:: MATERIAL PROVIDED ::
PR #9600, opened 2024-12-07
fix: Helm deploy was not working with variable templatinging chart path

travishein:
I believe the chartPath property is supposed to be a templatable field.

In my use I have helm charts in a separate git repo from the application where the skaffold.yaml is. We defined a skaffold.env.template file, that we add to git and then on checkout we copy this to skaffold.env and modify as needed, so the path to the location to the other repo with a helm chart is a variable. and this skaffold.env file is added to the .gitignore

We noticed that we were getting
listing files: issue walking releases: lstat {{.HELM_REPO}}/helm/app/chart/path: no such file or directory

This PR fixes this issue.

Fixes: #nnn 

**Description**

### DIFF
--- a/pkg/skaffold/deploy/helm/helm.go
+++ b/pkg/skaffold/deploy/helm/helm.go
@@ -398,11 +398,11 @@ func (h *Deployer) Dependencies() ([]string, error) {
 			return true, nil
 		}
 
-		expanded_path, e := util.ExpandEnvTemplateOrFail(release.ChartPath, nil)
+		expandedPath, e := util.ExpandEnvTemplateOrFail(release.ChartPath, nil)
 		if e != nil {
 			return deps, helm.UserErr("issue expanding variable", e)
 		}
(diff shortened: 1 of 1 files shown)


pkg/skaffold/deploy/helm/helm.go
```diff
@@ -398,7 +398,11 @@ func (h *Deployer) Dependencies() ([]string, error) {
 			return true, nil
 		}
 
-		if err := walk.From(release.ChartPath).When(isDep).AppendPaths(&deps); err != nil {
+		expanded_path, e := util.ExpandEnvTemplateOrFail(release.ChartPath, nil)
```
alphanota, line 401: Please fix this lint issue, `expanded_path` should be `expandedPath`

alphanota (changes requested):

pkg/skaffold/deploy/helm/helm.go
travishein: appologies. I did not notice the lint check before.
Fixed.

Issue #9197, opened 2023-11-29
Support additional docker buildkit CLI options


dsiebel:
Currently BuildKit / buildx support is Skaffold seems to be rudimentary:
When `useBuildKit:true` it simply sets env `DOCKER_BUILDKIT=1`, effectively enabling BuildKit
but not allowing to specify any of the command line options that `docker buildx build` support, for example.
This means that `--cache-from` with, for example `type=registry` can not be used without a custom build command like this one:

```sh
apiVersion: 'skaffold/v3'
kind: 'Config'
metadata:
  name: 'buildx-inline-caching'
build:
  artifacts:
    - image: us-docker.pkg.dev/skaffold-examples/buildx-inline-caching
      context: docker
      custom:
        buildCommand: |
          echo
          echo "Building image '${IMAGE}' for platforms '${PLATFORMS}' from context '${BUILD_CONTEXT}'"
          echo "Image is expected to exist remotely: ${PUSH_IMAGE}"
          echo
          args=()
          if [[ "${PUSH_IMAGE}" == true ]]; then
            args+=("--push")
          elif [[ "${PLATFORMS}" != *","* ]]; then
            args+=("--load")
          fi
          docker buildx build \
            --file "${BUILD_CONTEXT}/Dockerfile" \
            --tag "${IMAGE}" \
            --cache-to "type=inline" \
            --cache-from "type=registry,ref=us-docker.pkg.dev/skaffold-examples/buildx-inline-caching:cache" \
            --platform "${PLATFORMS}" \
            "${args[@]}" \
            "${BUILD_CONTEXT}"
```

This is what we currently use.
Skaffold is being invoked with `--tag cache` after a successful build, which re-tags and pushes the image with the `:cache` tag so it can be used as a cache source in subsequent builds.
However this approach doesn't really scale well, having to implement this custom script across potentially hundreds of `skaffold.yaml` files and repositories.
It would be way nicer if the `buildx build` arguments would be supported by Skaffold natively.

As a start, I imagine using the combination of the `useBuildKit` and `cacheFrom` docker builder config options to construct the `--cache-from` option for example and adding a `cacheTo` config option for the docker builder to do the same for the `--cache-to` option. 
This way one could leverage the advanced caching mechanisms of BuildKit _through_ Skaffold.
Replacing the call to `docker build` with `docker buildx build` should already be transparent once you installed buildx (it is on my machine), but I need to double check.

Let me know what you think!
[...]

Issue #2110, opened 2019-05-10
feature request: more control over the docker build context


majelbstoat:
I have a monorepo with shared code. Because docker doesn't follow symlinks and never will, I have to copy that shared code into the right place before building the image for each service. There's currently no facility for doing that with skaffold. I'm using VSCode's Cloud Code extension, so running a wrapper script isn't straightforward, but in any case, I'd like the build to be fully described in the definition, not be dependent on some external glue.

#1441 describes one approach to solving this, which would be great, but I don't need the full flexibility of a custom script.

What I'd like to see is the ability to control which parts of the context are put into the tarball that is sent to Docker. Being able to specify paths, and mappings would be sufficient for my use-case. For example:

```yaml
context:
  root: .
  paths:
    - mapRef:
        from: services/mercury/src
        to: .
    - mapRef:
        from: shared/nodejs/src
        to: ./lib
```

This would create a tarball that had files from mercury at the root, and files from the shared source at `./lib`. Ideally, it would do this without actually copying the shared files into the mercury service in the local file system.

The absence of the path key would cause behaviour as currently is, i.e. everything beneath the context.

corneliusweig:
Would it be an option to create hard links instead of soft links?

majelbstoat:
Hard links cannot be created for directories, so unfortunately not.

corneliusweig:
> Yeah, hard links cannot be created for directories, so unfortunately not.

So recursively creating hard links is also not an option?
```
cp -rl from to
```

majelbstoat:
The code is shared to multiple different locations in the monorepo, and the benefit of symlinks is whenever a new shared library is added, it is immediately available to all the services. Running a script each time a new file is added complicates the developer workflow. I already have a hacky script to glue bits and pieces together, replacing it with another isn't an improvement :)

balopat:
I think it would be interesting to provide support for a flexible Docker context creation.
Skaffold could assemble the tar file based on the context spec and pipe it to `docker build`. 
It is big enough though that I think a good design proposal would be beneficial before someone jumps in to implement it.

tstromberg:
Thank you for the idea!

I'm closing this issue as it's been open a while, and it is not clear if it's still an open issue. No one has recently stated an interest in addressing this, but if you feel strongly about it, please feel free to add a comment or send us a PR!

majelbstoat:
[...]

PR #9648, opened 2025-01-11
feat: transparent buildx support for remote buildkit (#6732)

### LINKED ISSUE #6732: Support building securely against remote buildkitd

reingart:
Fixes: #6732 #9197 
**Related**: #8172 (inspired by by a prior [ebekebe fork](https://github.com/ebekebe/skaffold/commit/1c1fdeb18f4d2847e65e283fba498a14745039af), with a more general approach)

**Description**

`docker buildx` is an enhanced builder using BuildKit that can replace traditional `docker build` command, with almost the same syntax (transparently).

This adds several distributed features and advanced capabilities:
* local & remote build-kit builders, either running standalone, docker or Kubernetes clusters
* improved cache support (registry destination, pushing full metadatada and multi-stage layers)
* improved multi-platform image building support (eg. x86_64 and arm64 combined, with emulation or cross-compilation)

This features are very useful for corporate CI/CD, for example when using GitLab, where the use case requires:
* using a ephemeral remote buildkit instance (rootless)
* using a remote docker registry for cache
* using a different cache destination tag

The remote BuildKit support is useful in cases with a privileged docker daemon is not possible or desirable due security policies (eg. untrusted images or review pipelines).
Daemon-less mode is also useful to offload container building from developers notebooks, sharing and reusing remote caches more effectively.

The `cache-tag` is useful to point to latest or a generic cache tag, instead of the generated one for this build (via `tagPolicy` that would be useless in most distributed cases, as it can be invalidated by minor changes, specially if using `inputDigest`).
Having it as an option could allow different branches to have different cache destinations (production vs development cache)

**User facing changes**

To use BuildKit transparently, BuildX should be installed as default builder (this creates an alias in docker config) and create a remote instance:
```
docker buildx install
docker buildx create --name remote --driver remote tcp://buildkitd:2375
```
Then Skaffold should be configured to detect buildx and set a default cache tag:
```
skaffold config set -g buildx-builder remote
skaffold config set -g cache-tag cache
```

Optionally, in skaffold.yaml the cache source and destination can be configured with `cacheFrom` and `cacheTo` with the image name:
```
build:
  artifacts:
  - image: my-app-image
    context: my-app-image
    docker:
      dockerfile: Dockerfile
      cacheFrom:
      - "my-app-image"
  tagPolicy:
    inputDigest: {}
  local:
    useBuildkit: true
    useDockerCLI: true
    tryImportMissing: true
```
* If no tag is specified for cache, the configured `cache-tag` will be used (in this example `my-app-image:cache`)
* If cache to destination is not specified, the cache-from image name and tag will be adjusted, adding `type=registry,mode=max` (only if push images is enabled)

This cache behavior is intended to provide transparent user experience, with similar functionality compared to traditional local docker builds, without additional boilerplate or different configuration / patches for a CI workflow.

Finally, the user can run `skaffold dev` or `skaffold build` as usual.

**Follow-up Work**

Future work: #2110 to include more BuildKit advanced features support like multiple build contexts, for an improved mono-repo experience for large code-bases.

TODO:

- [x] Design document
- [x] Unit Tests
- [x] Integration tests

**Changes summary:**

* adds a new global config `buildx-builder` to enable buildx detection and support for different builders
* implements logic to detect buildx is the default builder (via docker config alias)
* removes dependency on docker daemon if using BuildX (still supported to load images if using minikube or similar)
* adds a new global config `cache-tag` to override default cache tagging (instead of generated tag)
* adds a `cacheTo` to sakffold schema for the cache destination (optional, default is to use new `cacheFrom` + cache tag)
* adds `--cache-to` support in Docker CLI build if using BuildX CLI 
* adds multiplatform images building support for buildkit under buildx

All changes are backward compatible, so if the developer is not using buildx, traditional docker builder will be run.

Signed-off-by: reingart@gmail.com


reingart:
Hi team! ping :-) 

I've updated the new schema changes, following the new version 23 generated by @menahyouyeah in https://github.com/GoogleContainerTools/skaffold/pull/9741, so now the schema test pass.

In my personal fork all checks are passing: https://github.com/reingart/skaffold/pull/1/checks including:
* New **unit test cases** fully covering buildx local and remote scenarios, including detection and new cache-to.
* New **integration test cases** fully covering basic buildx image building, and advanced ones for amd64/arm64 architectures and multi-platform images.
Integration tests runs with a buildx buildkit builder and a registry deployed in containers, so no additional changes to testing infra is required (can run locally, do not uses GCP or any other special cloud infra)

Also I'd written a tentative design proposal: [buildx-transparent-support.md](https://github.com/GoogleContainerTools/skaffold/blob/c5eb4e50b91563c357eb08358efa2779f895a2f1/docs-v2/design_proposals/buildx-transparent-support.md), trying to address request in related PR like https://github.com/GoogleContainerTools/skaffold/pull/8172#issuecomment-1332620175 by @gsquared94 regarding multiple buildx instances, actionable errors and multi-platform images.

 Let me know if you need anything else to evaluate the PR, any recommendation is welcomed

mikegore1000:
Hi,

I'm currently looking to use buildx with Skaffold. One of the use cases I have is being able to authenticate with a package feed during the build process.

I have spiked out an approach using custom build scripts so I can use buildx commands. One of the features I've used is (Docker secret mounts)[https://docs.docker.com/build/building/secrets/#secret-mounts] as this allows me to pass in the credentials in a way that doesn't invalidate the Docker cache if the secret changes.

Our build process passes a unique secret per run, so without this support we effectively have to rebuild the image from scratch every single time which adds minutes onto our builds.

Would it be possible to add support for build secrets as part of this PR?

docs-v2/content/en/schemas/v4beta13.json
```diff
@@ -1766,6 +1766,18 @@
             "[\"golang:1.10.1-alpine3.7\", \"alpine:3.7\"]"
           ]
         },
+        "cacheTo": {
+          "items": {
+            "type": "string"
+          },
+          "type": "array",
+          "description": "the Docker images used as cache destination. If omitted, cacheFrom is used with max mode to export all layers.",
```
snickell, line 1774: Not terribly important, since most people playing with this (today at least) will already know what buildx `--cache-to` accepts, but I wouldn't mind a link to the docker docs here.

docs-v2/design_proposals/buildx-transparent-support.md
```diff
@@ -0,0 +1,284 @@
...
+
+`docker buildx build` can be configured to execute against a [remote buildkit instance](https://docs.docker.com/build/builders/drivers/remote/).
+No docker daemon is necessary for this to work, but also that is supported by default using the [docker driver](https://docs.docker.com/build/builders/drivers/docker/).
+Additionally, [docker container driver](https://docs.docker.com/build/builders/drivers/docker-container)
+or [kubernetes driver](https://docs.docker.com/build/builders/drivers/kubernetes/) are available too for advanced use cases.
+
+Since `docker build` and `docker buildx build` essentially share the same options, no major modifications are needed to Skaffold for backward compatibility.
+
+This proposal implements the logic to detect if buildx is the default builder (looking for an alias in the docker config).
+To [set buildx as the default builder](https://github.com/docker/buildx?tab=readme-ov-file#set-buildx-as-the-default-builder), the command `docker buildx install` should be used.
```
snickell, line 80: Not a must-have by any means, but it'd be nice to have an explicit way at the skaffold.yml level, like `useBuildkit: true`, to specify that buildx *should* be used, and therefore error out if its not available.

docs-v2/design_proposals/buildx-transparent-support.md
```diff
@@ -0,0 +1,284 @@
...
+
+Then, additional buildx features are availables, like multi-platform support and different cache destinations.
+
+Cache adjustment is extended via the the `cache-tag`, useful to point to latest or a generic cache tag, instead of the generated one for this build
+(via `tagPolicy` that would be useless in most distributed cases, as it can be invalidated by minor changes, specially if using `inputDigest`).
```
snickell, line 85: This is a great feature, appreciate the thoughtfulness here.

docs-v2/design_proposals/buildx-transparent-support.md
```diff
@@ -0,0 +1,284 @@
...
+
+### User experience
+
+To use BuildKit transparently, BuildX should be installed as default builder (this creates an alias in docker config):
+
+```
+docker buildx install
+```
+
+Then Skaffold should be configured to detect buildx (default builder) and set a generic cache tag:
```
snickell, line 97: I believe, per below in the doc, these are optional. If my understanding is correct, it'd be great if this doc lists these as "can be" rather than "should be".

pkg/skaffold/build/local/local.go
```diff
@@ -123,8 +126,8 @@ func (b *Builder) buildArtifact(ctx context.Context, out io.Writer, a *latest.Ar
 }
 
 func (b *Builder) runBuildForArtifact(ctx context.Context, out io.Writer, a *latest.Artifact, tag string, platforms platform.Matcher) (string, error) {
-	if !b.pushImages {
-		// All of the builders will rely on a local Docker:
+	if !b.buildx && !b.pushImages {
+		// Most builders will rely on a local Docker (except when using a remote buildkit via buildx):
```
snickell, line 130: How does this relate to using a local buildkit? Will these have to basically dump to local docker?

pkg/skaffold/build/builder_mux.go
```diff
@@ -106,7 +108,8 @@ func (b *BuilderMux) Build(ctx context.Context, out io.Writer, tags tag.ImageTag
 		}
 		var built string
 
-		if platforms.IsMultiPlatform() && !SupportsMultiPlatformBuild(*artifact) {
+		// buildx creates multiplatform images via buildkit directly
+		if platforms.IsMultiPlatform() && !SupportsMultiPlatformBuild(*artifact) && !b.buildx {
 			built, err = CreateMultiPlatformImage(ctx, out, artifact, tag, platforms, artifactBuilder)
```
snickell, line 113: I appreciate the simplicity of this approach, and this is really a curiosity more than a comment. Is there a reason not to instead extend CreateMultiPlatformImage to run individual buildx instances for each platform, and then stitch them into a single manfiest using the built-in skaffold stitching?

In particular, in my use case, I would want to run (via GH actions) separate /native/ builders (our build is too slow on arm to want to use qemu), define them as multiple remotes, and then stitch them in the main skaffold build command.

snickell (approved):
This PR is a huge leap forward, we (code.org) are evaluating skaffold, and our primary reservation in selecting skaffold is the complexity of maintaining our own custom builder scripts to use buildx. I hope the skaffold team has the bandwidth to work with this PR all the way to merge.

My primary question, which may best be addressed in a follow-on PR in order to build momentum: how can we use multiple buildx instances in order to build with native builders, and then stitch them into a multi-platform image?

reingart:
> I have spiked out an approach using custom build scripts so I can use buildx commands. One of the features I've used is [Docker secret mounts](https://docs.docker.com/build/building/secrets/#secret-mounts) as this allows me to pass in the credentials in a way that doesn't invalidate the Docker cache if a secret changes.

Yes, I use that too, including SSH key forwarding. 
Beside cache invalidation, it also helps to avoid leaking secrets in the built image.

If you can share the custom script and skaffold config I could take a look and tell you how to adapt to use this PR.

> Our build process passes a unique secret per run to authenticate with the package feed, so without this support we effectively have to rebuild the image from scratch every single time which adds minutes onto our builds.
> 
> Would it be possible to add support for build secrets as part of this PR?

AFAIK build secrets are already supported by BuildKit in skaffold (natively), and this PR supports them even with remote builders (either docker secrets and ssh mounts).
Other BuildKit features also work remotely with this PR, like cache mounts, multi-stage builds and cache import/export (some will be limited by the type o builder and shared storage, for example only a registry can be used as cache destination if the builder run in containers IIRC).

I will try to implement a more advanced example with these features (secrets and ssh mounts + caching), in a future stage once the code stabilizes (proposed in the design document).

reingart:
Hi @mikegore1000 , thanks for the comments and review!

> My primary question, which may best be addressed in a follow-on PR in order to build momentum: how can we use multiple buildx instances in order to build with native builders, and then stitch them into a multi-platform image?

The current PR already support multi-platforms builds without needing to stitch different images (see "build multiplatform images with buildx" integration test for both amd64 & arm64).
In fact, the individual build pipeline and stitching was modified to not be used in buildx, and the integration test is using the emulation.

I think that this could even work for native builders, according the [buildx documentation](https://github.com/docker/buildx#building-multi-platform-images) this could be implemented just adding the nodes:
> Using multiple native nodes provide better support for more complicated cases that are not handled by QEMU and generally have better performance. You can add additional nodes to the builder instance using the --append flag.
```
$ docker buildx create --use --name mybuild node-amd64
$ docker buildx create --append --name mybuild node-arm64
$ docker buildx build --platform linux/amd64,linux/arm64 .
```
I didn't tested this scenario, but it should work as it is just a configuration to buildx outside skaffold.

docs-v2/content/en/schemas/v4beta13.json
reingart: Ok, will add a link to the docs: https://docs.docker.com/reference/cli/docker/buildx/build/#cache-to  (I see ko and other builders have similar links)

docs-v2/design_proposals/buildx-transparent-support.md
reingart: A more actionable error would be great if buildx is not installed properly (that is included in the design doc for further phases), but I explicitly would like to avoid a configuration in skaffold.yaml because:
* users that doesn't have buildx installed would still be able to build
* no modification of skaffold.yaml is needed to switch between CI and local envs

This way, buildx support is transparent and the user can decide to use it or not, just setting the config parameter with `skaffold config set buildx-builder ...`

Yes, some advanced features would not work (like exporting the cache), but this would not be critical for local development (and wont work either if proper registry push credentials are not given).

pkg/skaffold/build/local/local.go
reingart: If there is a local docker daemon, it should have a "default" buildkit builder.
If I understand correctly, it is currently being used when the skaffold.yaml has `useBuildkit: true`.
It can be used with buildx too, executing `skaffold config set buildx-builder default`.
Let me know if I understood ok the question or more info is needed.

pkg/skaffold/build/builder_mux.go
reingart: Using the native buildkit multi-platform can offload the build parallelization and image stitching from skaffold, and it would support more strategies: 
https://github.com/docker/buildx?tab=readme-ov-file#building-multi-platform-images

> 1. Using the QEMU emulation support in the kernel
> 2. Building on multiple native nodes using the same builder instance
> 3. Using a stage in Dockerfile to cross-compile to different architectures

I addressed more about using native nodes in my other reply, I think it should be possible and match your use case without needing separate builds or stitching: https://github.com/GoogleContainerTools/skaffold/pull/9648#issuecomment-2810512129

docs-v2/design_proposals/buildx-transparent-support.md
snickell: That thinking makes sense to me, I do like your idea of providing graceful "fallback". That said, iIn the cases of very big projects, if cache-from in particular isn't working, I'd personally prefer my "app developers" to get an error that they _really_ need to configure buildx, at the very least a noisy warning. Many of them will silently not configure buildx, and will later complain that builds take 30 minutes, when if cache-from was working, it'd be like 5 minutes.

`skaffold config` setting the builder system-wide rather than per-project feels like it has small issues in some cases: for example, in my case I will have one project where I need multi-platform, and another where I don't. But I agree that hardcoding the builder names in skaffold.yaml would be much worse.

pkg/skaffold/build/builder_mux.go
snickell: That makes great sense to me, thanks for explaining, and its really cool that buildx has support for "fanning out" to native builders built-in. Somehow I had never noticed that despite using buildx for a couple years.

snickell:
Thank you @reingart for linking me to the use of "native build nodes" from buildx. Really cool. I'll do a test of using this from within skaffold (using this branch) via gh actions.

In case it wasn't clear to everyone: I really support this PR, and for our use case, its a very good fit. I would love to see this PR merged as-is.

mikegore1000:
Hi @reingart,

I'm pretty new to Skaffold so must have missed the built-in secret support. That plus your PR means we can do everything without any build scripts and it's clear how I'd go about setting that up.

Thanks for the help. Really looking forward to this getting merged in!

rajatvig:
Really looking forward to having this change merged in.

rajatvig:
@reingart Are you still working on this PR?

reingart:
@rajatvig yes, mostly testing it in development.
I will try to set-up a fork to provide a compiled release to ease reviews/QA and keep in sync (and to include probably other minor improvements).
Let me know if you have any question (sorry for the late reply, I was on vacation)

dsiebel:
@reingart Are you, by any chance still working on this? What are the chances of this landing in `main` at some point in the near future?
We're experiencing more and more issues with the current BuildKit implementation in Skaffold. Especially since Docker v29 (default attestations on multi-platform builds)..

tschoonj:
Any progress here? It would be great to have better `buildx` support in skaffold.

reingart:
Hi @tschoonj we have a fork with these buildkit and other changes / improvements / bugfixes in https://github.com/Onapsis/skaffold

It has been updated with the latest skaffold changes, and it is being used internally. 
The idea is to maintain it synced and keep testing, to open additional PR here if is needed.

@dsiebel see this https://github.com/GoogleContainerTools/skaffold/commit/daf2b09e405f02a14f17b319e8f46198d3895cb8 for an attestation workaround; let me know if you have more details (like if you´re using remote builders), I could investigate.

:: THE PROBLEM ::
Considering the records above, state how many lines contain the word "tarball", with nothing else in your reply.

:: TASK OUTPUT ::
2